» **Your instructions**
For each line below, check for the word "code", then state how many lines contain it, with no other output.

» **Supplied records**
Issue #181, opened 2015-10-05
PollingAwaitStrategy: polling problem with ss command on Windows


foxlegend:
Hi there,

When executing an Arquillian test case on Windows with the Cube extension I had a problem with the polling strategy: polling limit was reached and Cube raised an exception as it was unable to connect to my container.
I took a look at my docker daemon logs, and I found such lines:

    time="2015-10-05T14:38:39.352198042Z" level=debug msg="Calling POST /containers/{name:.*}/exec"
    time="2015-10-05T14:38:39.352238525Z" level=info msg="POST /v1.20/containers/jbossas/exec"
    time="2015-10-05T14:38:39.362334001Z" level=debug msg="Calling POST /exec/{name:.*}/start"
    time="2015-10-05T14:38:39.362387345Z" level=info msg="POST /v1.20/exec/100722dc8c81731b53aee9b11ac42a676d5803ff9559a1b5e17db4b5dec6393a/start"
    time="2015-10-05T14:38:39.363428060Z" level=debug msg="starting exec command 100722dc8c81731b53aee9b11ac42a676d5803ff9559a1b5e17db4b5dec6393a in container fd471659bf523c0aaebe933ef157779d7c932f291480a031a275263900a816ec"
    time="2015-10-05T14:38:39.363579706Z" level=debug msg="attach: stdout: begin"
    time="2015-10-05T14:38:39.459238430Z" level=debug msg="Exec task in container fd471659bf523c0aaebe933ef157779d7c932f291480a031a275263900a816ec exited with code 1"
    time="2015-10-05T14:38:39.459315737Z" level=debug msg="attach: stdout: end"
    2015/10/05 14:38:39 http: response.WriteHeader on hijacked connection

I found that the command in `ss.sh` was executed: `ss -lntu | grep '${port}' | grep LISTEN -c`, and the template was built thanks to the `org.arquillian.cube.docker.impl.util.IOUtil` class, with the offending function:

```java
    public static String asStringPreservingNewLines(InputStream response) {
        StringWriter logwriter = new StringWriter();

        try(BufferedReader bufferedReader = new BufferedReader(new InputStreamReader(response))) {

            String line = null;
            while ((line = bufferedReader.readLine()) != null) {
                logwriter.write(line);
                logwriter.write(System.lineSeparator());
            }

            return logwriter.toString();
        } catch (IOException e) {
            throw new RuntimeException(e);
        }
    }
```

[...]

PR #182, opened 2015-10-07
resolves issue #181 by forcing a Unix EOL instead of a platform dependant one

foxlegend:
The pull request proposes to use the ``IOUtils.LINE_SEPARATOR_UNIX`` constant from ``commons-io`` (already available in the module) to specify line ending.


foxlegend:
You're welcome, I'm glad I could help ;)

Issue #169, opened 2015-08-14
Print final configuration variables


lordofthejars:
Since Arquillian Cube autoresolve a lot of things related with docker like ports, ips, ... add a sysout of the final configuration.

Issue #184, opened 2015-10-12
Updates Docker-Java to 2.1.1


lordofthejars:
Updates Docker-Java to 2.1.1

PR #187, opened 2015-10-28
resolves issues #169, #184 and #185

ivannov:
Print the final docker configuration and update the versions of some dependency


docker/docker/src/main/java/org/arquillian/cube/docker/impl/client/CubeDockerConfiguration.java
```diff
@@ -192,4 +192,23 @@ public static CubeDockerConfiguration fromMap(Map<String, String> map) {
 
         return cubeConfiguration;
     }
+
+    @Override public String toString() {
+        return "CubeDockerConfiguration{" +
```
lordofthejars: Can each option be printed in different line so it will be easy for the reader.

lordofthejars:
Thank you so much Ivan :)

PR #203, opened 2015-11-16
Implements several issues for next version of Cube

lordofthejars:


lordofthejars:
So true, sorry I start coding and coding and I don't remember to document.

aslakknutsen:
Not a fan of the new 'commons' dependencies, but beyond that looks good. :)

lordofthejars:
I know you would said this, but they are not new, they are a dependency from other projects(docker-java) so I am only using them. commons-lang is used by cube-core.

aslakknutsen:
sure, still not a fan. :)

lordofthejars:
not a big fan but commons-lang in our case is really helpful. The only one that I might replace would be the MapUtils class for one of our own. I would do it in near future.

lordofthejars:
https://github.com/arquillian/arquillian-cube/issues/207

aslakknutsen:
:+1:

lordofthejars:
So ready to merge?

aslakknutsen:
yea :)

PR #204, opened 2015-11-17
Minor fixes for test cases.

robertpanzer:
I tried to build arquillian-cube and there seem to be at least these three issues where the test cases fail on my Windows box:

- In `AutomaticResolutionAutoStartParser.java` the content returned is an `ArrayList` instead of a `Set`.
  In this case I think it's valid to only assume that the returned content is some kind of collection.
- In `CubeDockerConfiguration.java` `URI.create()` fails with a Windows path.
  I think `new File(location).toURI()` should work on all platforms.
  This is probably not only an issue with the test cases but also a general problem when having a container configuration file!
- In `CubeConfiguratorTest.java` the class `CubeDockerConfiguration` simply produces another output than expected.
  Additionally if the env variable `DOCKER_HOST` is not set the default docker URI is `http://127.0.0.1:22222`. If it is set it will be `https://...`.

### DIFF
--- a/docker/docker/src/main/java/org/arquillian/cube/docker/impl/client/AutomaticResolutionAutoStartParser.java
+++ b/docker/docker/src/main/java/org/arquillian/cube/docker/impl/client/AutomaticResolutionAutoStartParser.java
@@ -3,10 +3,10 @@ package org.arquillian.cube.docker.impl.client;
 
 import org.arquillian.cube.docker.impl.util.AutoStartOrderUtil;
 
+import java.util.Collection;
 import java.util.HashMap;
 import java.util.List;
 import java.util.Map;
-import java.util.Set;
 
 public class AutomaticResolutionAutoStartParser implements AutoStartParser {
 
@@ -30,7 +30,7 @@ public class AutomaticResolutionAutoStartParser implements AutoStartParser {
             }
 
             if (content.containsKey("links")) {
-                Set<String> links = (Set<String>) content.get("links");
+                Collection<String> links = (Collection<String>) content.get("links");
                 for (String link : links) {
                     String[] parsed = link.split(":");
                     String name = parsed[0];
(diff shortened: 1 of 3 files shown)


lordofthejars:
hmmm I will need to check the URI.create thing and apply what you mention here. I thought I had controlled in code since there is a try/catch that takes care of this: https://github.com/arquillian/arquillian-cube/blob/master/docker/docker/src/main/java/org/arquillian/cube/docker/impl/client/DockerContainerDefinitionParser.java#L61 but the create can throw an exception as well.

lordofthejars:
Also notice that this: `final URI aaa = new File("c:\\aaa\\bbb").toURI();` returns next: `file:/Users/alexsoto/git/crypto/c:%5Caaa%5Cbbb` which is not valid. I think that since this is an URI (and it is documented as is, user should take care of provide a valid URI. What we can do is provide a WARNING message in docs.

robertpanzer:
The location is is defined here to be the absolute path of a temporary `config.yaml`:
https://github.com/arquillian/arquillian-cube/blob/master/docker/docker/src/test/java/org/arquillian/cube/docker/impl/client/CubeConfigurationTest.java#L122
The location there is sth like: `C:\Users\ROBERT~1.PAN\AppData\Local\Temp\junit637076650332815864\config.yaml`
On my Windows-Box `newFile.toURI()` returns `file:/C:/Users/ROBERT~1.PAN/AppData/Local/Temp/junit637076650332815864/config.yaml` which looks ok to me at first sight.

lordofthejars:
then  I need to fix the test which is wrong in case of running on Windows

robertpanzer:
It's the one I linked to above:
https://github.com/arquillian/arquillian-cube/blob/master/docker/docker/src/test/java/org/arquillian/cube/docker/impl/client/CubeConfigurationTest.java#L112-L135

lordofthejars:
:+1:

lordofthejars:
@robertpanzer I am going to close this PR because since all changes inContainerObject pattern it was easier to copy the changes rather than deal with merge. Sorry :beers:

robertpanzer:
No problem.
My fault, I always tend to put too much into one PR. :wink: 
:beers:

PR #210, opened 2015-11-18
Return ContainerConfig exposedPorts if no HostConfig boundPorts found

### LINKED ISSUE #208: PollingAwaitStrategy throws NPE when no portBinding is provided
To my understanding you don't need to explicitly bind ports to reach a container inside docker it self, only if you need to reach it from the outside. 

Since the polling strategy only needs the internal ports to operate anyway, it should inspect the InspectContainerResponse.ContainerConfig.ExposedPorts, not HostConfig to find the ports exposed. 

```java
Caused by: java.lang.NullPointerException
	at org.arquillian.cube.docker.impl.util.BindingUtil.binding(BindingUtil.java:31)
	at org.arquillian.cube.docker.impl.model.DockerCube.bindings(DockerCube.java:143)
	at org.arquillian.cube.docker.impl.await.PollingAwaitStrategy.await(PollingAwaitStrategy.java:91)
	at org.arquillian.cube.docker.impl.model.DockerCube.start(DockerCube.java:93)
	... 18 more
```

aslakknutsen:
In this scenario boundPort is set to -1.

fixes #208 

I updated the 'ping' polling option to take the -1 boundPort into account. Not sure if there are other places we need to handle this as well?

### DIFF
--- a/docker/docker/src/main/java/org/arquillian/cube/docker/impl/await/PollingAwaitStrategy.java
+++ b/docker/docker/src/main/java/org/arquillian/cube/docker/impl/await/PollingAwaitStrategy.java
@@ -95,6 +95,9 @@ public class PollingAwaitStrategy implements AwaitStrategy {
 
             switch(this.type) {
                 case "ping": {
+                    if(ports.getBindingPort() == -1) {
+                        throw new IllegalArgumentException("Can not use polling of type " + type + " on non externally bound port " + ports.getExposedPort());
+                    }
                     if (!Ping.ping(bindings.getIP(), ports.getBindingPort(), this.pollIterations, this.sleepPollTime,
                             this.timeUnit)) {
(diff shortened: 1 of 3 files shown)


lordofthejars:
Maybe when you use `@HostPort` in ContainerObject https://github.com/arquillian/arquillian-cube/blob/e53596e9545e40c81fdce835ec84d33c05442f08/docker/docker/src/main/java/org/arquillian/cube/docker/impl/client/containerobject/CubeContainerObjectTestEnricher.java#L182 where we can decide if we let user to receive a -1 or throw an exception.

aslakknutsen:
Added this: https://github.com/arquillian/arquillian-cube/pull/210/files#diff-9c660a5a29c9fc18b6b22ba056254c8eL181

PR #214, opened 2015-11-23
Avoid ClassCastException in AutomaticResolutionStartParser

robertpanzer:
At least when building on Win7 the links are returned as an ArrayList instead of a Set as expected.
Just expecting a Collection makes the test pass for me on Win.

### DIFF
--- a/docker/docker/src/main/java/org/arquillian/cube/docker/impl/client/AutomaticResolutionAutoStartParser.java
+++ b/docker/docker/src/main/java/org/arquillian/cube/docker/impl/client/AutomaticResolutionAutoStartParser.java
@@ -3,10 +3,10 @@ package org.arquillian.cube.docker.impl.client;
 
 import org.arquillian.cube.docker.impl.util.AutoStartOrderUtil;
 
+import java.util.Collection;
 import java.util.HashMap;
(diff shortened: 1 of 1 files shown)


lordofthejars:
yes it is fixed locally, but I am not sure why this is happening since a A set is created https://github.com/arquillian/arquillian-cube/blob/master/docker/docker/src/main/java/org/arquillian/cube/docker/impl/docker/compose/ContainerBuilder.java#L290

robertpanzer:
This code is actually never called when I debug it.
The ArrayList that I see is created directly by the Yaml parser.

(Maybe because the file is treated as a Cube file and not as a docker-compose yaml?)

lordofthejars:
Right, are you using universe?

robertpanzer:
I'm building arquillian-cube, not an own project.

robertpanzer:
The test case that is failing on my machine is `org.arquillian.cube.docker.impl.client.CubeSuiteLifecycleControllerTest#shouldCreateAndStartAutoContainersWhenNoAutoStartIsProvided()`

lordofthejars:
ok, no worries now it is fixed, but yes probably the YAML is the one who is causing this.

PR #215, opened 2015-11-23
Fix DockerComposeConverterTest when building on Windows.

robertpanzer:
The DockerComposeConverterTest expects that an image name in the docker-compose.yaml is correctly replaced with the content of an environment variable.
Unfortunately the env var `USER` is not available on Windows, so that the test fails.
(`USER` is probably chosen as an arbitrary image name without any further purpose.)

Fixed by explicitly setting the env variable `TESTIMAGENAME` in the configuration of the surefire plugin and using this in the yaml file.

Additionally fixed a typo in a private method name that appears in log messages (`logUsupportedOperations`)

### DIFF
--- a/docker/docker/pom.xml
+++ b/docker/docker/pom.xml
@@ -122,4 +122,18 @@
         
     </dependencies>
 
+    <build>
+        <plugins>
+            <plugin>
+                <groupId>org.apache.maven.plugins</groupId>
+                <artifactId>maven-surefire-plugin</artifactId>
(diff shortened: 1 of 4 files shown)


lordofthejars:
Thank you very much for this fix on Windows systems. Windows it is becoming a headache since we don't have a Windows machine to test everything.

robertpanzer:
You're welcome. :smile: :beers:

» **Answer to this exercise**
3